Your exploits in the east are awesome =) Thanks for sharing with us!
Hey Noel,
The Fra Guerau Rose is Syrah, Merlot & Tempranillo. The Ilatraia is Cab, Sangiovese & Petit Verdot and the TRE is Sangiovese, Merlot & Cab.
Also, from the movie Mondovino, James Suckling of WS claims to have coined the term "Super Tuscan".
We don't bring in the olive oils nor the olives yet. The lunch was actually a tasting in order to get a feel as to how people would like the Taris line of oils and olives. From everyone's reception of them that day, it seems we should bring them in already.
Thanks again for going Noel, and belated Happy Birthday!!

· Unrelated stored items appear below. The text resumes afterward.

PR #5217, opened 2020-07-20
[ci] Enable LTO in release builds

### LINKED ISSUE #4987: [Bug] Release/CI builds don't have LTO
# 🐛 Bug

#4829 disabled LTO by default. We need to keep this default for developer ergonomics but ensure that release builds and CI builds include LTO. This can be done with Cargo's profile dependencies (https://github.com/rust-lang/rfcs/blob/master/text/2282-profile-dependencies.md) which is now stabilized and shipping as of Rust 1.43.

metajack:
LTO was disabled by default in #4829. This PR overrides the LTO settings in CI for the release profile. This will keep local developers building quickly without LTO while still testing real release conditions in CI.

Fixes #4987

### DIFF
--- a/.circleci/config.yml
+++ b/.circleci/config.yml
@@ -53,7 +53,6 @@ commands:
             echo 'export CI_TIMEOUT="timeout 40m"' >> $BASH_ENV
             export RUST_NIGHTLY=$(cat cargo-toolchain)
             echo 'export RUST_NIGHTLY='${RUST_NIGHTLY} >> $BASH_ENV
-
   install_deps:
     steps:
       - run:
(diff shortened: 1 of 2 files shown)


andll:
One note - we were using thin lto(lto=thin, instead of true) previously, this seemed like a good choice between TPS and compile speed, although I don't have exact numbers

thefallentree:
> One note - we were using thin lto(lto=thin, instead of true) previously, this seemed like a good choice between TPS and compile speed, although I don't have exact numbers

thin was chosen mainly to enable fast development cycles, but for CI it doesn't matter , and fat LTO gives more performance back.

thefallentree:
the error looks like an OOM issue.

andll:
To the best of my knowledge, this PR does not affect performance of prod at all, this is just about setting up LTO in unit tests

It is also not true that 'performance does not matter for CI', because CI blocks diffs landing. We do consider land time to be important, for example in cluster test land blocking, I don't understand why do we have different view here

metajack:
In the interest of streamlining CI, I moved the flag to build-common.sh which will enable LTO for all release binaries, and removed all our CI workflow that builds unused release stuff. LBT will still catch build failures under --release with LTO on.

metajack:
20% to TPS it seems. Yay :)

cc @andll

PR #5219, opened 2020-07-20
[management] rename storage helper commands to match reality

gregnazario:
Realistically, the arg parser doesn't care what the name of the binary
is in any of the commands, but it does need one.  This will update it to
look like the real thing.

This is really just a cosmetic change.


gregnazario:
> thanks!
> 
> we'll need to revisit the readmes too
> 
> and then poke Michael

I have the READMEs in one commit for all three crates once I push the other PR.

Issue #5117, opened 2020-07-15
[validator-set] Remaining work items. Updated.


valerini:
This issue replaces the old one [Issue 4676](https://github.com/libra/libra/issues/4676).

1) [ ] Move key rotation capability for validator owner to recovery address (to decide if this is a separate transaction script: `create_validator_account_with_delegated_key_rotation`?)

2) [ ] Make `ValidatorConfig::set_operator` method callable by LibraRoot with a possibility to reclaim the ability to call it by the validator owner when it starts to custody its own key (straightforward approach is to have a boolean flag under the owner account indicating who can call the set_operator function - whether this is a validator owner or the LibraRoot).

3) [ ] Add human name to the `ValidatorConfig` module and to transaction scripts (to decide if we then need a ValidatorOperatorConfig module to have a place to hold the name).

4) [ ] Add rate limits to function `LibraSystem::set_validator_config_and_reconfigure(..)` to make sure a faulty operator is not abusing the system (probably at most once in 5 min).

5) [ ] Rename functions and matching scripts: `LibraSystem::add_validator` -> `LibraSystem::add_validator_and_reconfigure`; `LibraSystem::remove_validator -> LibraSystem::remove_validator_and_reconfigure`; `ValidatorConfig::set_validator_config -> ValidatorConfig::register_validator_config`.

PR #5224, opened 2020-07-21
[validator-set] Add permissions to LibraRoot

valerini:
Draft, not ready for review yet: currently discussing whether we want to do it with this mechanisms or with admin scripts (those scripts can be run sent libra root but be executed as if they were signed by another account - these are effectively write-set transactions).

This PR resolves to sub-cases of the [Issue #5117](https://github.com/libra/libra/issues/5117):
1) it makes set_operator callable by both the libra_root and the validator owner. Once all of the owners migrate to custodying their own keys, we can remove the libra_root from being able to call the set_operator function.
2) Make libra_root be able to rotate the validator owner's authentication key in order to allow the AOS to initially create validator owners' accounts with dummy auth keys:
    * the RecoveryAddress resource is instantiated in LibraRoot account at genesis,
    * the `LibraAccount::create_validator_account_and_extract_key_rotation_cap` function is added to create an account and immediately extract the key rotation capability and return it back to the caller; the create_validator_account script calls this function and places the returned capability to the RecoveryAddress of LibraRoot.

The solution is not very elegant from the move side. Any suggestion on how to improve it are very welcome!
The account should still have an auth key (it can be dummy), but it leaves the possibility for someone to crack into that key and take advantage of the account. It is especially important to create the key in a way that makes sure no secret key is known for it. It also seems beneficial to have different dummy auth keys for different validators, otherwise cracking into one auth-key will make it possible to break the rest of them.

Yes

## Test Plan

cargo xtest


sblackshear:
>  It is especially important to create the key in a way that makes sure no secret key is known for it. It also seems beneficial to have different dummy auth keys for different validators, otherwise cracking into one auth-key will make it possible to break the rest of them.

I think we can addresses this by using the @JoshLind scheme to generate the validator addrs, but then use 0x0...0 for the auth key prefix of each validator?

PR #5227, opened 2020-07-21
[ci][circleci] fix rustup command

mimoo:


mimoo:
that's a fix : o not a readability change

@bors-libra r=rexhoffman

rexhoffman:
@mimoo with both rust versions installed it works both ways, without the nightly version it fails both ways.   Tested on my local box.

mimoo:
ah... nevermind then :/

PR #5584, opened 2020-08-12
[fuzzing] fix version of libfuzzer in Cargo.lock

mimoo:


.dependabot/config.yml
```diff
@@ -7,9 +7,11 @@ update_configs:
...
           dependency_name: "codespan*"
+      - match:
+          dependency_name: "libfuzzer-sys*"
     allowed_updates:
       - match:
           update_type: "security"
     #allowed_updates:
-      #- match:
-          #dependency_type: "direct"
+    #- match:
```
rexhoffman, line 16: <shakes fist="@formatter"/>

mimoo: D:

PR #5586, opened 2020-08-12
[logging] Add ability to filter by log levels

gregnazario:
Log levels for structured logs were not being filtered automatically.
Only conversion logs were being filtered by log level.  This now
provides the ability to set `STRUCT_LOG_LEVEL` to filter by level, as
well as provides the `sl_*!` macros as a convenience for setting log
levels.

Previously `STRUCT_LOG_LEVEL` filtered logs on conversion, and not on all submission of structured logs.

### DIFF
--- a/common/logger/src/lib.rs
+++ b/common/logger/src/lib.rs
@@ -119,7 +119,8 @@ pub mod prelude {
     pub use crate::{
         crit, debug, error, event, info,
         security::{security_events, security_log},
-        send_struct_log, trace, warn, StructuredLogEntry,
+        send_struct_log, sl_debug, sl_error, sl_info, sl_trace, sl_warn, trace, warn,
+        StructuredLogEntry,
     };
 }
 pub mod json_log;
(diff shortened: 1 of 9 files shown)


common/logger/src/lib.rs
```diff
@@ -138,11 +139,14 @@ pub use text_log::{Logger, CHANNEL_SIZE, DEFAULT_TARGET};
...
 use serde::Serialize;
+use std::str::FromStr;
+
+static LOG_LEVEL_NAMES: [&str; 7] = ["OFF", "CRITICAL", "ERROR", "WARN", "INFO", "DEBUG", "TRACE"];
 
 // severity level - lower is worse
-// TODO: We can remove this if we get rid of critical
-// TODO: should we serialize it into text?
-#[derive(Serialize, Clone, Copy, Debug)]
+// TODO: Consider removing Critical, and using RustLog's level instead, as setting the log level
```
davidiw: let's get rid of crit... I don't want to be a special snowflake!

gregnazario: Done

PR #5589, opened 2020-08-12
[safety-rules] test the binary

davidiw:
This removes the nonsense that was SpawnedProcess and replaces it with a test to ensure that our binary loads -- which was the only purpose of SpawnedProcess.

As a follow up, we should consider making a test-utils crate for consensus with the hope that we can eliminate some of the testing flags in our code base.


bmwill:
I can't leave a comment on it, but it looks like this adds an empty file `consensus/safety-rules/tests/stupid_test.rs`?

consensus/safety-rules/tests/binary.rs
```diff
@@ -0,0 +1,42 @@
...
+
+const BINARY: &str = env!("CARGO_BIN_EXE_safety-rules");
+
+#[test]
+fn test_consensus_state() {
+    let mut config = NodeConfig::random().consensus.safety_rules;
+    let test_config = config.test.as_mut().unwrap();
+    let private_key = test_config.consensus_key.as_ref().unwrap().private_key();
+    let signer = ValidatorSigner::new(test_config.author, private_key);
+    let waypoint = test_utils::validator_signers_to_waypoint(&[&signer]);
```
bmwill, line 20: Is there no way to get this information without this particular test_util? If so then you could drop the requirement to build with the testing feature flag

davidiw:
> I can't leave a comment on it, but it looks like this adds an empty file `consensus/safety-rules/tests/stupid_test.rs`?

This was part of my 45 minute exploration into why my integration test wouldn't compile :D

consensus/safety-rules/tests/binary.rs
davidiw: I mean we could generate these somehow else by copypastaing stuff around, but these values are required to start the binary and keep it running.

davidiw:
> you know if you cleanup LSR you have to cleanup LEC too right?

begrudgingly

consensus/safety-rules/tests/binary.rs
bmwill: I'm specifically talking about this single function here, `test_utils::validator_signers_to_waypoint`. But yeah i understand.

bmwill:
I mean I had a diff out to fix both, but David decided he wanted to do it in a better way :D

PR #5590, opened 2020-08-12
[lec] test the binary

davidiw:
This removes the nonsense that was SpawnedProcess and replaces it with a test to ensure that our binary loads -- which was the only purpose of SpawnedProcess.


execution/execution-correctness/tests/binary.rs
```diff
@@ -0,0 +1,37 @@
...
+// SPDX-License-Identifier: Apache-2.0
+
+use execution_correctness::ExecutionCorrectnessManager;
+use libra_config::{
+    config::{ExecutionCorrectnessService, PersistableConfig, RemoteExecutionService},
+    utils,
+};
+use std::net::{IpAddr, Ipv4Addr, SocketAddr};
+
+const BINARY: &str = env!("CARGO_BIN_EXE_execution-correctness");
```
lightmark, line 11: What's this guy?

davidiw: magic: https://doc.rust-lang.org/cargo/reference/cargo-targets.html#integration-tests

bmwill: When you run an integration test, cargo will make sure that binary targets are produced so that you can execute them for testing the cli.  Cargo test's itself using this mechanism.

lightmark: TIL. Thanks @davidiw @bmwill

bmwill: There's some caveats to it, (the binary is only produced for integration tests for *this* crate) but its nice to use when you can use it. And it eliminates the nastiness of workspace-builder

davidiw:
sigh sigh....


/land

PR #5596, opened 2020-08-13
[breaking][Libra Framework] DesignatedDealer and ParentVASP account creation no…

sblackshear:
… longer accepts base_url and compliance_public_key

- Previously, creating a DesignatedDealer or ParentVASP account required specifying a (dummy, but valid) `compliance_public_key` and `base_url`. The idea is that the account owners will rotate to meaningful values after creation.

Fancy "meeting" you here, Charlie. Thanks for the kind words. The writing comes with practise and I've had a lot of that.
Best,
N
Thanks for the correction about the Fra Guerau rosado, Aaron, as well as the cepages of the other wines.
I've read elsewhere that the term "Super Tuscan" is attributed to Parker. Either way, between Suckling and Parker, it doesn't really matter to me as I don't use the term (I use "IGT") and don't really read either of them.
Yes those oils and the olives were pretty good. I'd buy them....
Thanks for the birthday greetings, and, again, for hosting the subject lunch and tasting.